Après son élection à la tête du Parti libéral, le faisant accéder au poste de premier ministre du Canada, Mark Carney s’est retrouvé face à une situation internationale volatile, avec une féroce offensive économique et tarifaire venant des États-Unis de Trump comme principal problème.
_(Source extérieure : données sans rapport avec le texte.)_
PR #3116, opened 2021-06-13
Do not fill in LogRecord caller data by default in slf4j wrapper

### LINKED ISSUE #3112: [performance] JDK14LoggerAdapter class creates many exceptions
this is a record place for the number of exceptions:  
image

Janmm14:
I am no expert with slf4j/java1.4 logging framework, but as bungeecord by default does not use the caller data, it should be safe to not fill it in by default.
Added system property `net.md_5.bungee.slf4j-caller-data` to restore current behaviour in case custom logging requires caller data.

Should slightly improve performance of bungeecord.

Closes #3112

### DIFF
--- a/slf4j/src/main/java/org/slf4j/impl/JDK14LoggerAdapter.java
+++ b/slf4j/src/main/java/org/slf4j/impl/JDK14LoggerAdapter.java
@@ -585,6 +585,8 @@ public final class JDK14LoggerAdapter extends MarkerIgnoringBase implements Loca
     static String SELF = JDK14LoggerAdapter.class.getName();
     static String SUPER = MarkerIgnoringBase.class.getName();
 
+    private static final boolean FILL_CALLER_DATA = Boolean.getBoolean( "net.md_5.bungee.slf4j-caller-data" );
+
     /**
      * Fill in caller data if possible.
      * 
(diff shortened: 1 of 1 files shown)


md-5:
But Bungeecord doesn't even use slf4j by itself, only plugins can log things to it in the first place

Janmm14:
I meant that eventual plugins or libs using slf4j logging which we bridge to java Loggers dont fill LogRecords with data which is not needed by bungee's loggers in the end.

slf4j/src/main/java/org/slf4j/impl/JDK14LoggerAdapter.java
```diff
@@ -585,13 +585,18 @@ private void log(String callerFQCN, Level level, String msg, Throwable t) {
     static String SELF = JDK14LoggerAdapter.class.getName();
     static String SUPER = MarkerIgnoringBase.class.getName();
 
+    private static final boolean fillCallerData = System.getProperty( "net.md_5.bungee.slf4j-caller-data" ) != null;
```
md-5, line 588: FILL_CALLER_DATA, Boolean.getBoolean

Janmm14: Took some time but done

Janmm14:
@md-5 So this self-assign means that you are going to change some stuff and then handle this?

Issue #2943, opened 2020-08-18
NullPointerException bug


Ardno123:
On use PreLoginEvent#setCancelled(boolean cancelled); without PreLoginEvent#setCancelReason(BaseComponent... components); throws me a NullPointerException in console.

error:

Une situation qui semble néanmoins lui être bénéfique dans les sondages en prévision de l’élection du 28 avril prochain…

Le nouveau premier ministre libéral du Canada et ancien banquier Mark Carney, qui avait succédé à Justin Trudeau le 14 mars dernier, vient d’annoncer la tenue de nouvelles élections fédérales ce dimanche, qui auront lieu le 28 avril prochain.
Cette élection survient alors que le Canada est sous la pression des États-Unis de Donald Trump, notamment sur la question des droits de douane, qui s’élèvent depuis le 4 mars dernier à 25 % sur l’ensemble des marchandises importées du Canada aux États-Unis. Mark Carney a déjà réagi à ces salves de Trump en appliquant le même taux sur les productions étasuniennes entrant dans son pays.
C’est dans ce contexte que la popularité des libéraux canadiens, en berne il y a encore quelques semaines, est subitement remontée lors de l’accession au pouvoir de Carney, les plaçant en tête des intentions de vote, devant les conservateurs de Pierre Poilievre, jusque là grands favoris d’un éventuel scrutin. Selon La Presse, le Parti libéral pourrait même former un gouvernement majoritaire. Le même journal affirme que Mark Carney est pour une grande majorité des Canadiens le mieux placé pour faire face à Donald Trump, expliquant que « la guerre commerciale et les salves de Donald Trump auraient suscité une vague de fierté et de nationalisme canadien ».
Mark Carney a déjà entamé une tournée en Europe, plus précisément en France et au Royaume-Uni, dans l’objectif de trouver des partenaires face à la guerre économique initiée par Trump. Néanmoins, ces visites sont davantage un instrument diplomatique symbolique utilisé par Carney pour montrer aux États-Unis que le Canada n’est pas isolé face à eux. En effet, plusieurs journaux, dont le New York Times, pointent le fait que le Canada ne peut pas entièrement se passer des États-Unis, surtout sur le plan économique, puisqu’ils sont le premier partenaire commercial du pays, bien avant l’Union Européenne.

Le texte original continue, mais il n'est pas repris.